▸ **PROBLEM REQUIREMENTS**
Retyping the records exactly, down to the last line, is the whole job.

▸ **Collection entries**
>>>>

PR #1452, opened 2026-08-22
fix(scripts): parse the symbol diff instead of pattern-matching it

murdore:
Acts on the three review findings left on #1448. All three were valid, and a colleague confirmed them.

Worth stating plainly: a tool built to catch **silent behaviour loss** had three ways of **silently reporting success**.

## 1. The regex missed things — worse than the noise it made

It required four or more characters to suppress some of its own false positives, so a dropped `map()`, `get()` or `log()` — exactly the one-line side effect this exists to catch — was invisible. It also could not distinguish a call from a declaration, a comment, or a substring of a string literal, and duly reported `while`, `throw` and assorted prose as vanished symbols.

Now parsed with the `typescript` dependency the repo already has, counting only `CallExpression` and `NewExpression` callees. Property calls are recorded under both the bare name and the dotted path, so `getActiveSpan` now also surfaces as `trace.getActiveSpan`.

## 2. Every `git show` failure was read as absence

A bad repository, a permission error, or output past `maxBuffer` all printed a reassuring *"absent on one side"* for a comparison that never ran. Only a genuine missing **path** counts as absence now; everything else throws.

A bad **revision** throws too. That is a typo in the invocation, not a fact about the tree, and answering it with "absent on one side" responds to a question the caller never asked while looking like a clean result.

## 3. `nothing vanished` was printed when nothing was compared

If every path was absent on one side, no comparison happened, `anyVanished` stayed `false`, and the run ended on a clean bill of health it had not earned — the same defect this tool looks for, one level up. It now distinguishes the two:

```
no comparisons ran — every path was absent on one side
```

## Two defects in my own fix, found by running it

- `getText()` on a property access rooted in a call expression emitted a **thirty-line** `withTimeout(...).catch` as a symbol name. The dotted path is now built by walking identifiers and skipped the moment the chain roots in anything that isn't a plain name.
- The first cut of the absence classifier still swallowed bad revisions.

## Verification

Against the two regressions it was written for:

```
ee9cc2a7 googleAiStudio/client.ts   →  GONE: DedupExecuteMap
ff6fc698 anthropic/client.ts        →  GONE: getActiveSpan
                                       GONE: trace.getActiveSpan
```

Bad revision now exits 1 with git's own diagnosis and no Node stack on top of it.

**No test file.** There is no unit-test runner in this repo, and `test/` is end-to-end only by CLAUDE.md rule 15 — a suite asserting on a dev script's internals would be exactly the kind of test that rule excludes. A script is verified by running it against commits whose answers are already known, which is what the above is.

<<<<

▸ **SOLUTION**
PR #1452, opened 2026-08-22
fix(scripts): parse the symbol diff instead of pattern-matching it

murdore:
Acts on the three review findings left on #1448. All three were valid, and a colleague confirmed them.

Worth stating plainly: a tool built to catch **silent behaviour loss** had three ways of **silently reporting success**.

## 1. The regex missed things — worse than the noise it made

It required four or more characters to suppress some of its own false positives, so a dropped `map()`, `get()` or `log()` — exactly the one-line side effect this exists to catch — was invisible. It also could not distinguish a call from a declaration, a comment, or a substring of a string literal, and duly reported `while`, `throw` and assorted prose as vanished symbols.

Now parsed with the `typescript` dependency the repo already has, counting only `CallExpression` and `NewExpression` callees. Property calls are recorded under both the bare name and the dotted path, so `getActiveSpan` now also surfaces as `trace.getActiveSpan`.

## 2. Every `git show` failure was read as absence

A bad repository, a permission error, or output past `maxBuffer` all printed a reassuring *"absent on one side"* for a comparison that never ran. Only a genuine missing **path** counts as absence now; everything else throws.

A bad **revision** throws too. That is a typo in the invocation, not a fact about the tree, and answering it with "absent on one side" responds to a question the caller never asked while looking like a clean result.

## 3. `nothing vanished` was printed when nothing was compared

If every path was absent on one side, no comparison happened, `anyVanished` stayed `false`, and the run ended on a clean bill of health it had not earned — the same defect this tool looks for, one level up. It now distinguishes the two:

```
no comparisons ran — every path was absent on one side
```

## Two defects in my own fix, found by running it

- `getText()` on a property access rooted in a call expression emitted a **thirty-line** `withTimeout(...).catch` as a symbol name. The dotted path is now built by walking identifiers and skipped the moment the chain roots in anything that isn't a plain name.
- The first cut of the absence classifier still swallowed bad revisions.

## Verification

Against the two regressions it was written for:

```
ee9cc2a7 googleAiStudio/client.ts   →  GONE: DedupExecuteMap
ff6fc698 anthropic/client.ts        →  GONE: getActiveSpan
                                       GONE: trace.getActiveSpan
```

Bad revision now exits 1 with git's own diagnosis and no Node stack on top of it.

**No test file.** There is no unit-test runner in this repo, and `test/` is end-to-end only by CLAUDE.md rule 15 — a suite asserting on a dev script's internals would be exactly the kind of test that rule excludes. A script is verified by running it against commits whose answers are already known, which is what the above is.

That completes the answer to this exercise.